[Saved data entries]
Issue #1386, opened 2018-02-20
bluebird warnings about promises not being returned


mdcoon:
My D-App runs extremely slow because of the many interactions I am making with web3js from redux-saga. Here are versions:

web3js: 1.0.0-beta.30,
redux-saga: 1.0.0-beta.0,
redux: 3.7.2

For some reason, when I call any web3js function from inside a saga "yield call(...)", bluebird spews warnings "Warning: a promise was created in a handler but was not returned from it". There are literally thousands of these being spewed at runtime when I interact with web3js for anything including getting accounts, balances, blocks, transactions, anything. I tried disabling the warning per bluebird's docs and it doesn't work. It says configuration is reset for each instance of bluebird, so I'm guessing web3js has its own instantiation internally with its own config. So either we need a way to turn off the warnings or we need to get to the bottom of why redux-saga doesn't play well with web3js 1.0.

DiscRiskandBisque:
Have you tried implementing #1415 ? I had this same issue and swapping out `any-promise` for `bluebird` got rid of the warnings.

PR #1415, opened 2018-03-02
Use any-promise for everything

lionello:
`any-promise` was already in use in some submodules, except these two were using bluebird. This patch uses it uniformly.


onetom:
One reason for this PR is that we noticed that sometimes promise rejections were not triggered.

As we were debugging we saw some DOM elements were created within promise management code by the [bluebird](http://bluebirdjs.com) library, instead of using the native Promise object available in the browsers ([except IE 11 & Opera Mini](https://caniuse.com/#search=promise).

The `[any-promise](https://github.com/kevinbeaty/any-promise)` library also says:
> NOTE: You probably want native promises now
> ...
> If no preference is registered, defaults to the global Promise for newer Node.js versions. The browser version defaults to the window Promise, so polyfill or register as necessary.

We were concerned that such DOM trickery - which is not really necessary in 2018 - might interfere with web frontend frameworks (eg Vue.js), especially in their development mode with hot-code-reload.

So far we couldn't prove such interference because our issues seems stem from a combination of regressions and bugs in `geth` and `web3.js`, but it definitely helps the debugging experience if we don't have to wade through ancient DOM-magic-promise code in addition to the million other layers of the software.

DiscRiskandBisque:
+1 because this fixed #1386 for me.

PR #1425, opened 2018-03-06
Fix: invalid params error while batch execution for contract methods.

joujiahe:
[Root Cause]
While sending transaction to contract methods will always occurred
error: 'Invalid params: invalid length 2, expected fewer elements in
array.'

The problem is method 'eth_sendTransaction' only accepts one parameter,
however , it will get two parameters while making a batch request payload.


frozeman:
Good catch, thanks!

PR #1435, opened 2018-03-07
Add main file to package.json

ianaya89:
The `package.json` file doesn't have the main file, so is not possible to use this code directly from the repo (without npm). And that is useful especially when you are working with forks or testing functionality.


frozeman:
good one

PR #1436, opened 2018-03-07
Add support for multiple events in subscriptions

ianaya89:
The subscription handler was forcing the response to be a unique result, even when the result was an array of multiple objects (due multiple events).

This PR allows the handler to manage an array of responses. So any time multiple events were registered, the subscription will be able to handle all of them properly and emit the corresponding events.


frozeman:
Only parity seems to send multiple events in one push, but good addition.

PR #1437, opened 2018-03-08
Add Missing err param onmessage function (ws provider)

ianaya89:
During the `onmessage` function of ws provider, a callback is called with a success result but the err param (`null`) is missing. So the success result is treated as an error.


frozeman:
This is actually correct, as this is the handler for subscriptions, which is not error first. 
Where did you discover that issue? ryan found an issue, and i discovered that web3.js is handling this totally wrong currently internally.

I fixed it in the 1.0 branch. So this would be a bad change

ianaya89:
The issue I found is when I listen to subscription events, without that change I am getting the new events as errors.

```
this.newEvents.on('data', e => {
  // Is supposed to enter here
})
.on('error', err => {
  // But I always get new events as errors. the err object is technically an event
}) 
```

In this case, I am using `allEvents` contract function, but the same issue with `getPastEvents` and even with some internal contract methods.

PR #1453, opened 2018-03-14
ERC-147: process.env.ETHEREUM_SOCKET default provider

### LINKED ISSUE #492: Add ERC 147 to web3 init
When a web3.js instance is cerated and no provider is given, the system tries to find it using the `ETHEREUM_SOCKET` environment variable.

bitpshr:
This PR implements [ERC-147](https://github.com/ethereum/EIPs/issues/147) from [Milestone 1.0](https://github.com/ethereum/web3.js/milestone/3) and adds associated tests. Specifically, creating a new `Web3` instance uses `process.env.ETHEREUM_SOCKET` as a provider if no value is explicitly passed into the constructor.

Resolves #492

### DIFF
--- a/lib/web3.js
+++ b/lib/web3.js
@@ -44,9 +44,8 @@ var HttpProvider = require('./web3/httpprovider');
 var IpcProvider = require('./web3/ipcprovider');
 var BigNumber = require('bignumber.js');
 
-
-
 function Web3 (provider) {
+    provider = provider || process.env.ETHEREUM_SOCKET;
     this._requestManager = new RequestManager(provider);
     this.currentProvider = provider;
     this.eth = new Eth(this);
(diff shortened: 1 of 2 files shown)


bitpshr:
Is this pending until the actual ERC-147 is approved? This would be useful.

bitpshr:
Is this still a relevant change for [Milestone 1.0](https://github.com/ethereum/web3.js/milestone/3)? Thanks!

frozeman:
Thanks for that that, but 3 things:
1. The socket does return a provider, but rather a URL, which need to be used to instantiate a provider
2. we have the `web3.givenProvider` as a place where we put given providers, this could also look up this ENV var.
3. the process variable may not be available in the browser, so it needs to be correctly checked the it is available, ideally with `typeof process !== 'undefined'`

bitpshr:
Thanks @frozeman. I will update this PR accordingly.

PR #334, opened 2024-01-06
fix: Decrease minimum Python version to 3.8 for Python bindings

DataTriny:
All these changes are to better align with [kivy](https://github.com/kivy/kivy)'s build matrix. The only missing target is ARMv6L, but it isn't supported by Rust.

We could also build for apple-universal2 instead of x86_64 and aarch64 separately. Cargo doesn't support this but maturin has a special post-linking step for it.

Given the nature of the changes, I don't think accesskit_python's semver should be increased.

### DIFF
--- a/.github/workflows/ci.yml
+++ b/.github/workflows/ci.yml
@@ -54,7 +54,7 @@ jobs:
       - name: Setup Python
         uses: actions/setup-python@v5
         with:
-          python-version: '3.9'
+          python-version: '3.8'
 
       - name: restore cache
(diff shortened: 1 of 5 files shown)


mwcampbell:
Adding a macOS universal wheel does sound like a good idea. How hard is that to do?

Also, any reason not to use the "fix" tag for this PR? "chore" won't trigger a release.

DataTriny:
I've tested on my fork that this change to the CI is enough to build an universal2 wheel. The test step shows that pip can install it just fine too.

PR #336, opened 2024-01-08
fix: Make full use of the tokio ecosystem if the `tokio` feature is enabled on Unix

DataTriny:
I noticed that we can get rid of a couple of async-related crates when the `tokio` feature is enabled, because tokio ships its own async types.

### DIFF
--- a/Cargo.lock
+++ b/Cargo.lock
@@ -83,6 +83,7 @@ dependencies = [
  "once_cell",
  "serde",
  "tokio",
+ "tokio-stream",
  "zbus",
 ]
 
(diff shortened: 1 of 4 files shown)


mwcampbell:
I noticed that the following line was removed in the select loop:

```
complete => return Ok(()),
```

I'm not sure I understand what that line did. Was it not needed in the first place, or is there some other change that makes it unnecessary even for async-io?

DataTriny:
In practice this line is never executed since the app will terminate before both streams close. Since tokio's version of select doesn't allow this "compile" keyword, I decided to remove it. I think we could put it back if you want, with `#[cfg(not(feature = "tokio))]`.

mwcampbell:
If it's never needed in practice, I'm fine with leaving it out.

PR #346, opened 2024-01-18
fix: Avoid `unnecessary_literal_unwrap` clippy lint

mwcampbell:
This prevents clippy from being the limiting factor in our MSRV. The MSRV for `accesskit_windows` is now 1.64.0 with or without clippy.


DataTriny (approved):
I didn't want to do this but, why not.

PR #348, opened 2024-01-18
ci: Enforce MSRV

DataTriny:
Blocked on #344 

Ensures that AccessKit can compile with the minimum Rust version as advertised in the workspace's `Cargo.toml`.

`cargo clippy` deliberately runs on stable so we can allow/deny lints that are not present on older Rust versions.

### DIFF
--- a/.github/workflows/ci.yml
+++ b/.github/workflows/ci.yml
@@ -42,19 +42,18 @@ jobs:
       - uses: actions/checkout@v3
       - uses: EmbarkStudios/cargo-deny-action@v1
 
-  test:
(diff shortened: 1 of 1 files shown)


mwcampbell:
This looks fine, but it should probably be rebased before merging.

mwcampbell:
Just a reminder that this looks fine, but to make sure we do a clean merge, I believe this branch needs to be rebased.

DataTriny:
@mwcampbell You might have missed the notification, it was rebased days ago. I'll merge this now.

PR #353, opened 2024-02-20
chore: Drop release-please

mwcampbell:
I've grown dissatisfied with the inflexibility of release-please. The particular scenario that has finally led me to seriously consider dropping it is this: When we refactor accesskit_consumer to support full copy-on-write tree snapshots again via immutable-chunkmap, I don't want this change to cause semver-breaking version increments in the downstream crates (the platform adapters). But with release-please, that would happen automatically. So I think, unless we eventually find better tools for release automation, we'll have to go back to a manual release process. @DataTriny What do you think?


mwcampbell:
I'm abandoning this PR, because I think we decided that we'll just keep working around the quirks of release-please.

PR #357, opened 2024-02-24
fix: Add missing README

mwcampbell:
I realized that I can't actually publish `accesskit_atspi_common` to crates.io because I didn't add the README.


DataTriny:
It also broke the Python package.

DataTriny:
@mwcampbell Can you please try to generate a source distribution of the Python bindings by running `maturin sdist` and see if it succeeds. It should now, but just to be safe. Thanks.

mwcampbell:
It works now.

DataTriny (approved):
Thanks for checking.

PR #359, opened 2024-02-25
fix: Bump windows-rs dependency to 0.52

### LINKED ISSUE #350: Update `windows` crate
https://github.com/AccessKit/accesskit/blob/main/platforms/windows/Cargo.toml is stuck on 0.48

It would be nice if a range of versions could be supported, because that would make it less likely that users will get duplicates of `windows` (which is a huge crate that compiles very slowly)

DataTriny:
Closes #350 

I don't think we can do more than that.

### DIFF
--- a/Cargo.lock
+++ b/Cargo.lock
@@ -2378,35 +2378,45 @@ checksum = "712e227841d057c1ee1cd2fb22fa7e5a5461ae8e48fa2ca79ec42cfc1931183f"
 
 [[package]]
 name = "windows"
-version = "0.48.0"
+version = "0.52.0"
 source = "registry+https://github.com/rust-lang/crates.io-index"
-checksum = "e686886bc078bc1b0b600cac0147aadb815089b6e4da64016cbd754b6342700f"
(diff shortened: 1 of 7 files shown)


mwcampbell:
I had actually done the same thing on the windows-0.52 branch several weeks ago (before the issue was opened), but then stopped because I wasn't sure how to handle the calls to `as_impl` in text.rs, which now have to be marked `unsafe`. But it looks like `as_impl` was actually always unsafe anyway, so this isn't really a regression. I guess it's actually fine, because we're casting the `ITextRangeProvider` interface to our implementation, and because of how UIA works, we know that the interface pointer comes from the same application process, and it's highly unlikely that there are two full UIA providers in the same process. So I'll go ahead and merge this and delete my duplicate branch.

mwcampbell:
Oh, sorry, it looks like I never actually pushed my windows-0.52 branch. So you couldn't have known that I had already done this. Thanks for doing it.

DataTriny:
@mwcampbell I came to the same conclusion about calls to `as_impl`, I should probably have mentioned it in the PR description. Thanks for clarifying this then!

PR #2057, opened 2025-07-31
Loss scaling for GA

hx89:
Scale up loss by total_weights instead of multiply the gradient by total_weights when gradient accumulation(GA) is used.

It's mathematically equivalent to the original implementation, but has performance benefits:
1. Makes it easier for XLA to move all-reduce out of the GA loop when use zero1+GA to reduce communication overhead
2. Needs less computations, no need to divide loss by total_weights and multiply gradient by total_weights in each GA step

It may also have less numerical error with less computations.

### DIFF
--- a/MaxText/train.py
+++ b/MaxText/train.py
@@ -307,7 +307,19 @@ def loss_fn(model, config, data, dropout_rng, params, is_train=True):
   xent = xent * (data["targets_segmentation"] != 0)
   total_loss = jnp.sum(xent)
   total_weights = jnp.sum(data["targets_segmentation"] != 0)
-  loss = total_loss / (total_weights + EPS)
+
+  # If gradient accumulation is enabled, we don't need to divide total_loss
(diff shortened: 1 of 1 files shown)


MaxText/train.py
```diff
@@ -307,7 +307,10 @@ def loss_fn(model, config, data, dropout_rng, params, is_train=True):
   xent = xent * (data["targets_segmentation"] != 0)
   total_loss = jnp.sum(xent)
   total_weights = jnp.sum(data["targets_segmentation"] != 0)
-  loss = total_loss / (total_weights + EPS)
+  if config.gradient_accumulation_steps > 1:
+    loss = total_loss
```
gobbleturk, line 320: Can you include a short comment here why we choose to omit EPS in the GA case?

hx89: Added the comment, EPS was used to avoid division by zero, but it's not needed when gradient accumulation is enabled since there's no division.

PR #2061, opened 2025-08-01
Update config validation rules for sparse matmul

RissyRan:
# Description

* Allow sequence parallelism sharding for MoE - this should be aligned with context parallelism (we tested recently) only difference is in attention part which should be consistent with other models
* Update PP sharding rule, it seems does not align with validation comment. 
* Add constrains with EP combination of PP (b/434699033) or TP (b/435539039)

# Tests

* local test for sequence parallelism - [log](https://paste.googleplex.com/6218230775152640)
* other tests in bug to constrain the sharding usage

# Checklist


shuningjin:
Thanks for testing different parallelism! Looks good to me.

MaxText/pyconfig.py
```diff
@@ -939,8 +939,25 @@ def validate_deepseek_moe(raw_keys):
...
+      raw_keys["sparse_matmul"]
+      and raw_keys["decoder_block"] == "deepseek"
+      and (
+          using_fsdp_and_transpose_parallelism(raw_keys)
+          and using_expert_parallelism(raw_keys)
+          and using_tensor_parallelism(raw_keys)
+      )
+  ):
+    raise ValueError(
+        "For DeepSeek v3, sparse matmul doesn't support using fsdp, expert, and tensor parallelism together."
```
gobbleturk: oh really? Why not?

MaxText/pyconfig.py
```diff
@@ -958,22 +975,20 @@ def validate_sparse_matmul_parallelism(raw_keys):
     raise ValueError(
         f"The expert dimension {raw_keys['num_experts']} is not divisible by expert parallelism setting {expert_parallelism}."
     )
-  if (
-      using_pipeline_parallelism(raw_keys)
-      and raw_keys["pipeline_parallel_layers"] is True
-      and raw_keys["model_fsdp_ag_once"] is True
-  ):
+
+  pp_correct_config = raw_keys["pipeline_fsdp_ag_once"] is True and raw_keys["model_fsdp_ag_once"] is False
```
gobbleturk: huh I didn't realize this logic was here, it should be inside of the [set_and_validate_pipeline_config](https://github.com/AI-Hypercomputer/maxtext/blob/86be2a6d56c66be4d6c50435509650ffad7ba5ec/MaxText/pyconfig.py#L785) method above

MaxText/pyconfig.py
```diff
@@ -958,22 +975,20 @@ def validate_sparse_matmul_parallelism(raw_keys):
...
+  if raw_keys["sparse_matmul"] and using_pipeline_parallelism(raw_keys) and not pp_correct_config:
     raise ValueError("You should use the pipeline_fsdp_ag_once = True and leave model_fsdp_ag_once = False.")
```
gobbleturk: pipeline_fsdp_ag_once=True should be set instead of model_fsdp_ag_once regardless of sparse_matul, I think we should move this check into the above [set_and_validate_pipeline_config](https://github.com/AI-Hypercomputer/maxtext/blob/86be2a6d56c66be4d6c50435509650ffad7ba5ec/MaxText/pyconfig.py#L785) method and drop the sparse_matmul check, it should just be

if using_pipeline_parallelism:
    if model_fsdp_ag_once:
        raise ValueError("You should set pipeline_fsdp_ag_once with pipeline parallelism instead of model_fsdp_ag_once")

MaxText/pyconfig.py
RissyRan: It shows internal check error so far: b/435539039

MaxText/pyconfig.py
RissyRan: Cool! I will move them there.

MaxText/pyconfig.py
RissyRan: Sounds good. Not sure why it's there at the very beginning, and I thought it's on purpose for sparse matmul. Will move it out.

MaxText/pyconfig.py
```diff
@@ -784,6 +784,9 @@ def validate_multiple_slices(raw_keys):
 
 def set_and_validate_pipeline_config(raw_keys):
   if using_pipeline_parallelism(raw_keys):
+    pp_correct_config = raw_keys["pipeline_fsdp_ag_once"] is True and raw_keys["model_fsdp_ag_once"] is False
```
gobbleturk: if model_fsdp_ag_once==True:
     value_error(you should only set pipeline_fsdp_once=True, leave model_fsdp_ag_once=False with pipeline parallelism)

RissyRan: Updated, thanks!

gobbleturk (approved):

bvandermoon (approved):

PR #2067, opened 2025-08-01
Fix import from flax

khatwanimohit:
# Description

Fix flax error for Object

FIXES: MaxText TAP builds

# Tests

unit tests

# Checklist

### DIFF
--- a/MaxText/layers/nnx_wrappers.py
+++ b/MaxText/layers/nnx_wrappers.py
@@ -24,9 +24,9 @@ from flax.core import FrozenDict
 from flax.core import meta
 from flax.nnx import graph
 from flax.nnx import variablelib
+from flax.nnx import Object
 from flax.nnx.bridge import module as bdg_module
 from flax.nnx.module import Module
-from flax.nnx.object import Object
 from flax.nnx.rnglib import Rngs
 import jax
 from jax import tree_util as jtu


MaxText/layers/nnx_wrappers.py
```diff
@@ -24,9 +24,9 @@
 from flax.core import meta
 from flax.nnx import graph
 from flax.nnx import variablelib
+from flax.nnx import Object
 from flax.nnx.bridge import module as bdg_module
 from flax.nnx.module import Module
-from flax.nnx.object import Object
```
bvandermoon, line 29: Won't this cause issues for current Flax versions?

khatwanimohit: I checked with my local flax and the import worked. I believe the Object class was importable both ways. 
But I agree with you that we should halt on this because I see other flax PRs from Cristian regarding using Pytree instead of Object

khatwanimohit: @bvandermoon I believe since the tests pass, we should push this PR to alteast unblock TAP tests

■ YOUR INSTRUCTIONS
If the word "beta" is on a line above, return that line.

■ ANSWER BOX
web3js: 1.0.0-beta.30,
redux-saga: 1.0.0-beta.0,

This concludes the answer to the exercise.